This change in atmosphere is hard to define to anyone who has not experienced it personally. Fundamentally it is a distinction between playing the game and playing to win. The aristocrat plays for the sake of the game or the team or the school. He plays whether he is much good or not, because he feels that he is contributing to a community effort even if he is on the scrubs rather than a star or starting player. The newer recruits to former aristocratic educational institutions play for more personal reasons, with much greater intensity, even fanaticism, and play to excel and to distinguish themselves from others.
One reason for the accessibility of formerly aristocratic organizations to people of nonaristocratic origin has already been noted, but probably was discounted by the reader. That is my statement that the American Establishment, which is so aristocratic and Anglophile in its foundation, came to accept the liberal ideology. The Episcopal Church, exclusive boarding schools, and Ivy League universities (like Eton and Oxford) decided that they must open their door to the “more able” of the nonaristocratic classes. Accordingly, they established scholarships, recruited for these in lower schools they had never thought of before, and made efforts to have their admission requirements and examinations fit the past experiences of nonaristocratic applicants. By the end of the 1920’s, Philips Exeter Academy was welcoming on scholarships the sons of laboring immigrants with polysyllabic names, and by the 1950’s Episcopal clergymen were making calls on “likely-looking” Negro families.
As a consequence of this, the sons of aristocrats found themselves being squeezed out of the formative institutions that had previously trained their fathers and, at the same time, discovered that these institutions were themselves changing their character and becoming dominated by petty-bourgeois rather than by aristocratic values. At the alumni reunions of June 1964, the President of Harvard was asked in an open forum what the questioner should do with his son, recently rejected for admission to Harvard in spite of the fact that the son was descended from the Mayflower voyagers by eleven consecutive generations of Harvard men. To this tragic question President Pusey replied: “I don’t know what we can do about your son. We can’t send him back, because the Mayflower isn’t running any more.” Despite this facetious retort, which may have been called forth by the inebriate condition of the questioner, the fact remains that the aristocratic outlook has a great deal to contribute to any organization fortunate enough to share it. Among other things, it has kept Harvard (where aristocratic control continued almost to the present day) at the top or close to the top of the American educational hierarchy decade after decade.

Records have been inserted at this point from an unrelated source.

Issue #155, opened 2020-03-27
[BUG] Update trajectory.hpp to libcudf++


harrism:
* Eliminate use of gdf_column
* Remove all raw `RMM_ALLOC/RMM_FREE` and replace with `rmm::device_buffer / device_vector`.
* Add appropriate `CUSPATIAL_EXPECTS` calls. See #153

harrism:
Fixed by #171 and #201

PR #171, opened 2020-04-08
[REVIEW] Update trajectory.hpp to libcudf++

trxcllnt:
Second half of #155.

Notes:
* Renamed `trajectory_spatial_bounds` -> `trajectory_bounding_boxes`
* Didn't port `subset_trajectory_id`, use `cudf::experimental::gather` instead
* Changed `derive_trajectories` to return a pair of <table, column>. The column is a prefix-sum of offsets using `thrust::exclusive_scan`. This eliminates the need to return the `trajectory_ids` and `lengths` columns.


harrism:
> Second half of #155.

Where is the first half?

harrism:
I guess the problem with moving the old APIs in a separate PR is that we can't easily compare APIs. I think what we did in libcudf was to create the header for the new APIs in the same PR that moved the old APIs to the legacy folder. This way we could review the design changes to the API with full visibility of the old API it is replacing.

zhangjianting:
> > Second half of #155.
> 
> Where is the first half?

This is also my question. Where does id/timestamp/x/y get sorted?

trxcllnt:
@harrism yes, the first half was https://github.com/rapidsai/cuspatial/pull/166
@zhangjianting yes, the unit tests are running for both modules. I factored out the common test into a utility utility that creates a sorted test data table here: https://github.com/rapidsai/cuspatial/blob/80d9bbc551ddd57c1c41527d44834c551e17972a/cpp/tests/trajectory/trajectory_utilities.cuh#L63

You're right that sorting is necessary. My observation was that it's probably best to sort before calling these three APIs to avoid duplicating work.

If we used `cudf::sort_by_key()` in `derive_trajectories()` to replace the `thrust::stable_sort_by_key()`, we'd need to return both the sorted table, and the grouped `{id, length, offset}` table, since cudf doesn't sort in-place.

So the idea is the caller can sort up-front, then use the sorted columns and derived id, length, and offset together, like this:

```c++
// sort once up-front
auto sorted = cudf::experimental::sort_by_key(
      cudf::table_view{{id, ts, x, y}}, cudf::table_view{{id, ts}});

auto id_sorted = sorted->get_column(1);
auto ts_sorted = sorted->get_column(1);
auto xs_sorted = sorted->get_column(2);
auto ys_sorted = sorted->get_column(3);


// derive trajectories
auto trajectories = cuspatial::experimental::derive_trajectories(id_sorted);
auto lengths = trajectories->get_column(1);
auto offsets = trajectories->get_column(1);

auto velocities = cuspatial::experimental::compute_velocities(
  xs_sorted, ys_sorted, ts_sorted, lengths, offsets));

auto bounding_boxes = cuspatial::experimental::compute_bounding_boxes(
  xs_sorted, ys_sorted, lengths, offsets);
```

I ported the current tests here:
* [test_compute_velocities.cu](https://github.com/rapidsai/cuspatial/blob/80d9bbc551ddd57c1c41527d44834c551e17972a/cpp/tests/trajectory/test_compute_velocities.cu)
* [test_compute_bounding_boxes.cu](https://github.com/rapidsai/cuspatial/blob/80d9bbc551ddd57c1c41527d44834c551e17972a/cpp/tests/trajectory/test_compute_bounding_boxes.cu)

cpp/include/cuspatial/trajectory.hpp
```diff
@@ -0,0 +1,91 @@
...
+ *
+ * @param[in] id column of object (e.g., vehicle) ids
+ * @param[in] mr The optional resource to use for all allocations
+ *
+ * @return a sorted table with the following three int32 columns:
+ *   * trajectory id - the unique ids from the input object ids column
+ *   * trajectory length - the number of objects in the derived trajectories
+ *   * trajectory offset - the cumulative sum of start positions for each group
+ */
+std::unique_ptr<cudf::experimental::table> derive_trajectories(
```
harrism, line 42: It's strange to return a table with just the ID, length and offset. The old API took the x, y, and timestamps and sorted them by the ID and timestamp.  I don't think that the gather required for this re-sorting should be moved outside of the library.

In fact, if this function only returns the *unique* IDs, then how can you use it to reorder the x/y/timestamp data?

I think it's probably best to produce the sorted data in this function. You could return a pair of tables: one with the trajectory ID/length/offset, and one with the sorted dataset. Also, ID is not used in any of the other APIs, once the unique IDs are computed. So is it necessary to return it? 

Length is not strictly needed either; if you make the ID/offset table one larger, then you can compute the lengths on the fly. If length is not needed outside of cuSpatial that would save some precious memory and bandwidth.

So it could be possible to just return a cudf::column of offsets and the sorted data, and that would be the input to both of the other trajectory functions.

cpp/src/trajectory/derive_trajectories.cu
```diff
@@ -0,0 +1,85 @@
...
+    cudf::column_view const& id, rmm::mr::device_memory_resource* mr,
+    cudaStream_t stream) {
+  using typename cudf::column;
+  using typename cudf::table_view;
+  using namespace cudf::experimental;
+
+  std::vector<groupby::aggregation_request> reqs{};
+  reqs.reserve(2);
+
+  // append count ids aggregation
```
harrism, line 45: Could this all be something like 

```
std::vector<groupby::aggregation_request> reqs{{{id}, {make_count_aggregation()},
                                               {{id}, {make_nth_element_aggregation(0)}};
```

?

(Or with more explicit types.)

cpp/src/trajectory/derive_trajectories.cu
```diff
@@ -0,0 +1,85 @@
...
+  reqs.push_back(groupby::aggregation_request{id});
+  reqs[0].aggregations.push_back(make_count_aggregation());
+
+  // append nth_element aggregation to force method=sort
+  reqs.push_back(groupby::aggregation_request{id});
+  reqs[1].aggregations.push_back(make_nth_element_aggregation(0));
+
+  // do the needful
```
harrism, line 53: // add a helpful...

... comment, please. :)

harrism:
@trxcllnt If you want to do the approach you describe above, then remove the groupby, since it is re-doing the sort of IDs. In that  case you would need to re-implement the non-sort part of groupby,  similar to the old implementation of derive_trajectories.

Alternatively, I think you could do the sort-based groupby and then a gather to reorder the x/y and timestamp data. You wouldn’t have to call sort_by_key on them all.  The scan  should already be done inside the groupby, just need to know how to get its results out.

I think it might be a more intuitive API to  return the column of offsets and the sorted data in a table.  My comments in the review talk about how the unique IDs and lengths are optional  as well.

cpp/src/trajectory/derive_trajectories.cu
trxcllnt: That's my preferred style as well, but the `make_*_aggregation()` methods return `unique_ptr<aggregation_requestion>`, which didn't play nice with the `initializer_list` construction no matter how I tried to `std::move()` things around. Is there some magic that makes them work together?

cpp/src/trajectory/derive_trajectories.cu
trxcllnt: Just having a bit of fun with one of my genuinely favorite phrases :smile: :
> [Do the needful](https://en.wikipedia.org/wiki/Indian_English#Vocabulary): To do that which is necessary or required, with the respectful implication that the other party is trusted to understand what needs doing without being given detailed instruction

cpp/src/trajectory/derive_trajectories.cu
```diff
@@ -0,0 +1,85 @@
...
+  // Append ids output column
+  cols.push_back(std::move(result.first->release()[0]));
+  // Append lengths output column
+  cols.push_back(std::move(result.second[0].results[0]));
+  // Append offsets output column. Use `allocate_like` to
+  // ensure the `lengths` null_mask is retained if exists
+  cols.push_back(cudf::experimental::allocate_like(
+      *cols.at(1), mask_allocation_policy::RETAIN, mr));
+
+  // cumulative sum to fill offsets
```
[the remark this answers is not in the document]
trxcllnt: Looks like the [`sort_groupby_helper` does](https://github.com/rapidsai/cudf/blob/54b50931a380fa11b4a158ebf894dabd9668c024/cpp/include/cudf/detail/groupby/sort_helper.hpp#L175), but the [`helper()` accessor](https://github.com/rapidsai/cudf/blob/54b50931a380fa11b4a158ebf894dabd9668c024/cpp/include/cudf/groupby.hpp#L217) is private on the `cudf::experimental::groupby::groupby` instance.

cpp/include/cuspatial/trajectory.hpp
trxcllnt: Upon closer inspection, I think we might be able to eliminate the `derive_trajectories` groupby altogether, and instead implement `compute_velocities` and `compute_bounding_boxes` via `thrust::reduce_by_key` on the unsorted data.

cpp/src/trajectory/derive_trajectories.cu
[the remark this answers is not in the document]
devavret: Although you can get the offsets publicly using [`groupby().get_groups()`](https://github.com/rapidsai/cudf/blob/3cd4c9f0602840dddb9a0e247d5a0bcf3d7266e1/cpp/include/cudf/groupby.hpp#L181-L195). It also returns a copy of sorted keys.

ci/gpu/build.sh
```diff
@@ -75,6 +75,19 @@ cd $WORKSPACE
...
     logger "Skipping tests..."
 else
+    logger "Check GPU usage..."
+    nvidia-smi
+
+    # TODO
+    # logger "GoogleTests..."
+    # cd $WORKSPACE/cpp/build
+
+    # for gt in ${WORKSPACE}/cpp/build/gtests/* ; do
```
ajschmidt8, line 85: hey @trxcllnt. Ops guy here. is there any reason these Google Tests were commented out?

trxcllnt: @ajschmidt8 ah shit, I forgot I'd done that locally. Currently CI isn't running the C++ GTests at all, so I copied this over from the cuDF script. Then I realized the C++ tests aren't currently passing for other reasons, and turning them on would fail CI for this PR, so they're commented out.

trxcllnt: @harrism do you know what we can do to fix the C++ tests? Currently the `CubicSplitTest` is failing with `RMM_ERROR_NOT_INITIALIZED`. If we can initialize RMM in those tests, I can enable C++ testing in CI here.

cpp/include/cuspatial/trajectory.hpp
trxcllnt: Yeah it seems those extra columns were redundant, which eliminates the need to use groupby. For that reason, and the fact we can't get the groupby offsets as a device buffer, I've changed it back to a thrust reduce_by_key over the sorted input ids.

ci/gpu/build.sh
thomcom: `CubicSplineTest` should be working so I'm digging into that presently.

thomcom: I resolved the issue with RMM_ERROR_NOT_INITIALIZED in https://github.com/rapidsai/cuspatial/pull/175. Is that the only test that was failing?

trxcllnt: @thomcom thanks! Yes I think so. Once that's merged, I'll merge it in and uncomment this here.

harrism: I think the correct thing to do is to change all non-legacy tests to not use rmmAlloc or rmmFree (use `rmm::device_buffer`, `rmm::device_vector`, and if necessary `device_memory_resource` classes).

cpp/src/trajectory/compute_distance_and_speed.cu
```diff
@@ -0,0 +1,191 @@
...
+  return cudf::experimental::type_dispatcher(x.type(), dispatch_element{}, x, y,
+                                             timestamp, offset, mr, stream);
+}
+}  // namespace detail
+
+std::unique_ptr<cudf::experimental::table> compute_distance_and_speed(
+    cudf::column_view const& x, cudf::column_view const& y,
+    cudf::column_view const& timestamp, cudf::column_view const& offset,
+    rmm::mr::device_memory_resource* mr) {
+  CUSPATIAL_EXPECTS(!(x.is_empty() || y.is_empty() || offset.is_empty() ||
```
harrism, line 171: Generally in cuDF for empty inputs we return empty outputs, and don't throw an exception. This is to support things like Dask that sometimes generates empty tasks.  I am not sure, but I think we should probably follow the same process here.

cpp/tests/trajectory/legacy/test_trajectory_derive.cu
```diff
@@ -101,12 +103,12 @@ TEST_F(TrajectoryDerive, BadData)
     gdf_column_view(&bad_timestamp, 0, 0, 0, GDF_TIMESTAMP);
 
     // null pointers
-    CUDF_EXPECT_THROW_MESSAGE(cuspatial::derive_trajectories(bad_x, bad_y,
-                                                             bad_in_id,
-                                                             bad_timestamp,
-                                                             out_id,
-                                                             out_len, 
-                                                             out_offset),
+    CUSPATIAL_EXPECT_THROW_MESSAGE(cuspatial::derive_trajectories(bad_x, bad_y,
```
harrism, line 106: I think just use CUSPATIAL_EXPECT_THROW.

cpp/include/cuspatial/trajectory.hpp
```diff
@@ -0,0 +1,95 @@
...
+ * table with the trajectory ids, the number of objects in each trajectory,
+ * and the offset position of the first object for each trajectory in the
+ * input object ids column.
+ *
+ * @param[in] x coordinates (km) (sorted by id, timestamp)
+ * @param[in] y coordinates (km) (sorted by id, timestamp)
+ * @param[in] object_id column of object (e.g., vehicle) ids
+ * @param[in] timestamp column (sorted by id, timestamp)
+ * @param[in] mr The optional resource to use for all allocations
+ *
```
harrism, line 39: Missing @throw for the exceptions this can throw. Same for the other functions in this header.

cpp/include/cuspatial/detail/trajectory.hpp
```diff
@@ -0,0 +1,102 @@
...
+ *
+ * @param[in] x coordinates (km) (sorted by id, timestamp)
+ * @param[in] y coordinates (km) (sorted by id, timestamp)
+ * @param[in] timestamp column (sorted by id, timestamp)
+ * @param[in] end position for each trajectory's last object, used to index
+ * timestamp/x/y columns (sorted by id, timestamp)
+ * @param[in] mr The optional resource to use for all allocations
+ * @param[in] stream Optional CUDA stream on which to schedule allocations
+ *
+ * @return a sorted cudf table of distances (meters) and speeds (meters/second)
```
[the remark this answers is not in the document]
trxcllnt: Sorting in the same order as the input trajectories. @zhangjianting will have to answer why output is meters and meters/second.

cpp/include/cuspatial/detail/trajectory.hpp
```diff
@@ -0,0 +1,102 @@
...
+ * @param[in] x coordinates (km) (sorted by id, timestamp)
+ * @param[in] y coordinates (km) (sorted by id, timestamp)
+ * @param[in] object_id column of object (e.g., vehicle) ids
+ * @param[in] timestamp column (sorted by id, timestamp)
+ * @param[in] mr The optional resource to use for all allocations
+ * @param[in] stream Optional CUDA stream on which to schedule allocations
+ *
+ * @return an `std::pair<table, column>`:
+ *  1. table of (object_id, timestamp, x, y) sorted by (object_id, timestamp)
+ *  2. int32 column of end positions for each trajectory's last object
```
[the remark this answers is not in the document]
trxcllnt: The offsets are the position of the last object in each trajectory because that's what the legacy code was doing (using thrust `inclusive_scan` instead of `exclusive_scan`):

```
point_ids:    [0, 0, 0, 1, 1, 2]
traj_offsets: [2, 4, 5] // (0 is the inferred starting offset)
```

Initially I'd changed it to zero-based offsets, but as you [noted earlier](https://github.com/rapidsai/cuspatial/pull/171#discussion_r405960154), using inclusive_scan allows us to avoid returning the additional `lengths` buffer.

But now I think changing this back to zero-based offsets is the right approach, since it would allow us to replace the custom trajectory kernels with `cub::DeviceSegmentedReduce`.

cpp/src/trajectory/compute_distance_and_speed.cu
```diff
@@ -0,0 +1,191 @@
...
+    cudf::mutable_column_device_view speed) {
+  auto tid = blockIdx.x * blockDim.x + threadIdx.x;
+  if (tid < offset.size()) {
+    auto const end = offset.element<int32_t>(tid) - 1;
+    auto const idx = tid == 0 ? 0 : offset.element<int32_t>(tid - 1);
+    auto const time_ms = simt::std::chrono::floor<cudf::timestamp_ms::duration>(
+        timestamp.element<Timestamp>(end) - timestamp.element<Timestamp>(idx));
+
+    if ((end - idx) < 2) {
+      speed.element<Element>(tid) = -2.0;
```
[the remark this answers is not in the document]
trxcllnt: No idea, it's just what the legacy kernel did. I assume some kind of sentinel used to indicate there was only one trajectory in the group?

cpp/include/cuspatial/detail/trajectory.hpp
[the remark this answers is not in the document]
zhangjianting: > Sorting in the same order as the input trajectories. @zhangjianting will have to answer why output is meters and meters/second.

It is kind of arbitrary, both seem to be most popular metrics for distance/speed.  Changing to other metrics has low overheads and is an element-wise op, which can be done in scripts on CPUs.

cpp/src/trajectory/compute_bounding_boxes.cu
```diff
@@ -0,0 +1,157 @@
...
+#include <cudf/utilities/type_dispatcher.hpp>
+#include <cuspatial/detail/trajectory.hpp>
+
+namespace cuspatial {
+namespace experimental {
+
+namespace {
+
+template <typename Element>
+__global__ void compute_bounding_boxes_kernel(
```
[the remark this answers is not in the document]
trxcllnt: This kernel finds the min/max x/y for each route in a trajectory (which is a group of routes). Assuming it's possible for cub to use thrust tuples/zip_iterators, we could do this with `cub::DeviceSegmentedReduce` using the offsets computed by `derive_trajectories`.

Alternatively we can change the API to accept the original `object_id` column instead of the offsets from `derive_trajectories`, and use `thrust::reduce_by_key`, which is equivalent to this in cudf:

```python
points_df = cudf.DataFrame({
  'id': [0, 0, 1, 1],
  'x':  [1, 2, 3, 0],
  'y':  [2, 3, 4, 1] })

trajectory_bboxes = points_df \
     .groupby(by='id', as_index=False, level=1) \
     .agg({ 'id': 'min', 'x': ['min', 'max'], 'y': ['min', 'max'] })

print(trajectory_bboxes)

#   id   x       y    
#      min max min max
# 0  0   1   2   2   3
# 1  1   0   3   1   4

```

cpp/include/cuspatial/detail/trajectory.hpp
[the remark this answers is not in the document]
harrism: RAPIDS aims to be end-to-end accelerated. Going back to the host to change units would be expensive and unnecessary. Shouldn't we be consistent regardless?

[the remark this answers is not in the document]
harrism: I think we should 

A.) Pick a default unit of distance. 
B.) Be consistent with that unit for all distances.
C.) Base velocities / speeds on that unit.
D.) Provide unit conversion APIs (or a guide on how to do it with cuDF).

cpp/src/trajectory/compute_bounding_boxes.cu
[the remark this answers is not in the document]
harrism: Hmmm, reduce_by_key is the most intuitive. If it allows us to do away with computing offsets altogether, I'm all for that.

cpp/src/trajectory/compute_distance_and_speed.cu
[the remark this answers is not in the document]
harrism: If there is only one point, distance and speed should be zero, shouldn't they?  FWIW, this is what nulls are for. :)  But you could also set the distance to 0 and speed to +Inf.

cpp/include/cuspatial/detail/trajectory.hpp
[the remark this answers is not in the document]
trxcllnt: I agree @harrism. Speed in kilometers/millisecond (as would be returned now without the scaling) only seems useful for trips across the galaxy at relativistic speeds... :stuck_out_tongue:

cpp/src/trajectory/compute_bounding_boxes.cu
```diff
@@ -0,0 +1,157 @@
...
+    cudf::column_device_view const x,
+    // Point Y
+    cudf::column_device_view const y,
+    // Offset for each trip in the group of trajectories
+    cudf::column_device_view const offset,
+    cudf::mutable_column_device_view bbox_x1,
+    cudf::mutable_column_device_view bbox_y1,
+    cudf::mutable_column_device_view bbox_x2,
+    cudf::mutable_column_device_view bbox_y2) {
+  auto tid = blockIdx.x * blockDim.x + threadIdx.x;
```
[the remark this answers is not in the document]
trxcllnt: Reimplemented with thrust.

cpp/include/cuspatial/detail/trajectory.hpp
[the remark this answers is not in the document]
zhangjianting: > I think we should
> 
> A.) Pick a default unit of distance.
> B.) Be consistent with that unit for all distances.
> C.) Base velocities / speeds on that unit.
> D.) Provide unit conversion APIs (or a guide on how to do it with cuDF).

I agree. I guess my point was that users know their data the best and they should know how to do the unit conversion, whether it is on CPU or GPU. I'm sure cuDF supports some sort of unary UDFs through JIT for this purpose where the unit conversion can be done on GPU. 
So, what should be the default for distance (meter/foot) and distance (m/s, km/h, MPH)?

cpp/src/trajectory/compute_distance_and_speed.cu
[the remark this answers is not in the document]
trxcllnt: Yes I agree. For now distance and speed for a single point will default to 0/0, but we can change this to 0/inf if we'd rather.

cpp/include/cuspatial/detail/trajectory.hpp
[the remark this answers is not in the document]
harrism: Definitely metric system. :)

Accuracy is a consideration. If the scale of distances tends to be large (100s of kms), we wouldn't want to use a small distance unit (meters) or truncation error and catastrophic cancellation can become problems. 

In practice we may find it makes sense to provide a unit specification or scale factor to some routines. *or* to have custom column wrappers that specify the scale factor for the data in the column.

cpp/tests/trajectory/legacy/test_trajectory_derive.cu
trxcllnt: Looks like cudf still has `CUDF_EXPECT_THROW_MESSAGE` in all its tests. Is the reason that we don't want to be explicitly testing error messages (i.e. in case we need to localize them later)?

cpp/src/trajectory/compute_bounding_boxes.cu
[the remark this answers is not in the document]
trxcllnt: The `thrust::reduce_by_key` re-implementations are definitely cleaner. Removing the offsets means we have to call thrust `unique_by_key()` to determine the size of the output columns. This seems like an acceptable cost if we're trying to save the memory allocated for the offsets.

On the other hand if we'd rather not repeat work, we could precompute the offsets. Doesn't thrust's reduce_by_key have to figure out offsets from the keys internally anyway? If so, we might be able to skip that too and call `cub::DeviceSegmentedReduce` directly.

cpp/tests/trajectory/legacy/test_trajectory_derive.cu
harrism: Hmmm, maybe I'm misremembering...

cpp/include/cuspatial/trajectory.hpp
```diff
@@ -0,0 +1,97 @@
...
+ * computes the minimum bounding box to contain all routes in each trajectory.
+ *
+ * @note Assumes object_id, timestamp, x, y presorted by (object_id, timestamp).
+ *
+ * @param[in] object_id column of object (e.g., vehicle) ids
+ * @param[in] x coordinates (in kilometers)
+ * @param[in] y coordinates (in kilometers)
+ * @param[in] mr The optional resource to use for all allocations
+ *
+ * @return a cudf table of bounding boxes with four columns:
```
harrism, line 85: Are these in km? Should probably say.

cpp/src/trajectory/trajectory_distances_and_speeds.cu
```diff
@@ -59,12 +59,13 @@ struct dispatch_timestamp {
     auto policy = rmm::exec_policy(stream);
 
     // Compute output column size
-    rmm::device_vector<int32_t> unique_keys(object_id.size());
-    auto last_key_pos =
-        thrust::unique_copy(policy->on(stream), object_id.begin<int32_t>(),
-                            object_id.end<int32_t>(), unique_keys.begin());
-    auto size = thrust::distance(unique_keys.begin(), last_key_pos);
-    unique_keys.~device_vector();
+    auto size = [&]() {
```
harrism, line 62: This is identical with the code in trajectory_bounding_boxes.cu -- make a function?

cpp/include/cuspatial/detail/trajectory.hpp
```diff
@@ -47,14 +51,31 @@ std::unique_ptr<cudf::experimental::table> trajectory_distances_and_speeds(
...
+ * @brief Count the number of unique object ids
+ *
+ * @param object_id Column of object (e.g., vehicle) ids
+ * @param stream Optional CUDA stream on which to schedule allocations
+ * @return cudf::size_type The number of unique elements
+ */
+inline cudf::size_type count_unique_ids(cudf::column_view const& object_id,
+                                        cudaStream_t stream = 0) {
+  auto policy = rmm::exec_policy(stream);
+  rmm::device_vector<int32_t> unique_keys(object_id.size());
```
harrism, line 72: Now that I see this, if the purpose is only to count unique ids, then this is quite inefficient in memory overhead and bandwidth. Instead, I would do a transform_reduce with one of the input iterators offset by one. The transform just returns 1 if the values are different, 0 if they are the same. The reduction operator is just sum.

harrism: If you prefer, we can file an issue to fix this in a separate PR.

harrism:
@trxcllnt I just noticed your size computation which counts the number of trajectories. This is actually unnecessary -- derive_trajectories returns a column whose `size()` is the number of trajectories. So doesn't it make sense for the `bounding_boxes` and `distances_and_speeds()` functions to take a `num_trajectories` parameter to save computing it again?

trxcllnt:
Yes we can pass the size in. I was anticipating we might remove the offsets buffer from `derive_trajectories` and coding defensively :sweat_smile:.

trxcllnt:
Seeing this error in the Ubuntu 18.04/CUDA 10.2 container:
```
[ 65%] Linking CUDA executable ../gtests/DERIVE_TRAJECTORIES_TEST

/usr/bin/ld: /conda/envs/gdf/lib/libcudftestutil.a(column_utilities.cu.o): relocation R_X86_64_32 against symbol `_ZN6thrust8cuda_cub3cub28DeviceReduceSingleTileKernelINS1_18DeviceReducePolicyINS_5tupleIblNS_9null_typeES5_S5_S5_S5_S5_S5_S5_EEiNS0_9__find_if7functorIS6_EEE9Policy600EPS6_SC_iS9_S6_EEvT0_T1_T2_T3_T4_' can not be used when making a PIE object; recompile with -fPIC

/usr/bin/ld: /conda/envs/gdf/lib/libcudftestutil.a(table_utilities.cu.o): relocation R_X86_64_32S against symbol `_ZTVSt9basic_iosIcSt11char_traitsIcEE@@GLIBCXX_3.4' can not be used when making a PIE object; recompile with -fPIC

/usr/bin/ld: final link failed: Nonrepresentable section on output

collect2: error: ld returned 1 exit status
```

We're already setting `POSITION_INDEPENDENT_CODE ON` for each test in CMake... is this saying we need to compile `cudftestutils.a` with `-fPIC`?

thomcom:
rerun tests

ci/gpu/build.sh
```diff
@@ -22,6 +22,7 @@ export PATH=/conda/bin:/usr/local/cuda/bin:$PATH
 export PARALLEL_LEVEL=4
 export CUDA_REL=${CUDA_VERSION%.*}
 export CUDF_HOME="${WORKSPACE}/cudf"
+export CUSPATIAL_HOME="${WORKSPACE}"
```
harrism, line 25: How can CUSPATIAL_HOME be the parent directory of CUDF_HOME?

cpp/include/cuspatial/trajectory.hpp
```diff
@@ -0,0 +1,119 @@
...
+ * Groups the input object ids to determine unique trajectories. Returns a
+ * table with the trajectory ids, the number of objects in each trajectory,
+ * and the offset position of the first object for each trajectory in the
+ * input object ids column.
+ *
+ * @param object_id column of object (e.g., vehicle) ids
+ * @param x coordinates (in kilometers)
+ * @param y coordinates (in kilometers)
+ * @param timestamp column of timestamps in any resolution
+ * @param mr The optional resource to use for all allocations
```
harrism, line 38:
```suggestion
 * @param mr The optional resource to use for output device memory allocations
```

cpp/include/cuspatial/trajectory.hpp
```diff
@@ -0,0 +1,119 @@
...
+ * trajectory.
+ *
+ * @note Assumes object_id, timestamp, x, y presorted by (object_id, timestamp).
+ *
+ * @param num_trajectories number of trajectories (unique object ids)
+ * @param object_id column of object (e.g., vehicle) ids
+ * @param x coordinates (in kilometers)
+ * @param y coordinates (in kilometers)
+ * @param timestamp column of timestamps in any resolution
+ * @param mr The optional resource to use for all allocations
```
harrism, line 71:
```suggestion
 * @param mr The optional resource to use for output device memory allocations
```

cpp/include/cuspatial/trajectory.hpp
```diff
@@ -0,0 +1,119 @@
...
+ * @brief Compute the spatial bounding boxes of trajectories. Groups the x, y,
+ * and timestamp columns by object id to determine unique trajectories, then
+ * computes the minimum bounding box to contain all routes in each trajectory.
+ *
+ * @note Assumes object_id, timestamp, x, y presorted by (object_id, timestamp).
+ *
+ * @param object_id column of object (e.g., vehicle) ids
+ * @param x coordinates (in kilometers)
+ * @param y coordinates (in kilometers)
+ * @param mr The optional resource to use for all allocations
```
harrism, line 99:
```suggestion
 * @param mr The optional resource to use for output device memory allocations
```

ci/gpu/build.sh
trxcllnt: I agree it's odd, it happens a few lines below:
https://github.com/rapidsai/cuspatial/blob/2a14919e70b9dd4ff90d0ea1e95d7423ec1699db/ci/gpu/build.sh#L54-L60

trxcllnt:
> @harrism Any temporary allocations should use `rmm::mr::get_default_resource()` directly

That's good to know. I'm passing the `mr` into `cudf::detail::sort_by_key()`, but the sorted result table is part of the output, and all the other references are for output column allocations too.

trxcllnt:
rerun tests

The sincere effort, by aristocrats and democrats alike, to make the social ladder in America a ladder of opportunity rather than a ladder of privilege has opened the way to a surge of petty-bourgeois recruits over the faltering bodies of the disintegrating middle class.
The petty bourgeois are rising in American society along the channels established in the great American hierarchies of business, the armed forces, academic life, the professions, finance, and politics. They are doing this not because they have imagination, broad vision, judgment, moderation, versatility, or group loyalties but because they have neurotic drives of personal ambition and competitiveness, great insecurities and resentments, narrow specialization, and fanatical application to the task before each of them. Their fathers, earning $100 a week as bank clerks or insurance agents while unionized bricklayers were getting $120 a week when they cared to work, embraced the middle-class ideology with tenacity as the chief means (along with their “white collared” clothing) of distinguishing themselves from the unionized labor they feared or hated. Their wives, whom they had married because they held the same outlook, looked forward eagerly to seeing their sons become the kind of material success the father had failed to reach. The family accepted a common outlook that believed specialization and hard work, either in business or in a profession, would win this material success. The steps up that ladder of success were clearly marked—to be the outstanding boy student and graduate in school, to win entrance to and graduation from “the best” university possible (naturally an Ivy League one), and then the final years of specialized application in a professional school.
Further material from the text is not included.